§ **WHAT THIS TASK INVOLVES**: Say the number of lines in the records below that hold the word "nomtats", and only that number.
——————————
PR #310, opened 2024-06-17
fix: batch commit doesn't properly await for individual commands.

nomtats:


atn832:
Thank you @nomtats ! I just published your fix to https://pub.dev/packages/fake_cloud_firestore/changelog#301.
——————————
§ **OUTPUT OF THE TASK**: 2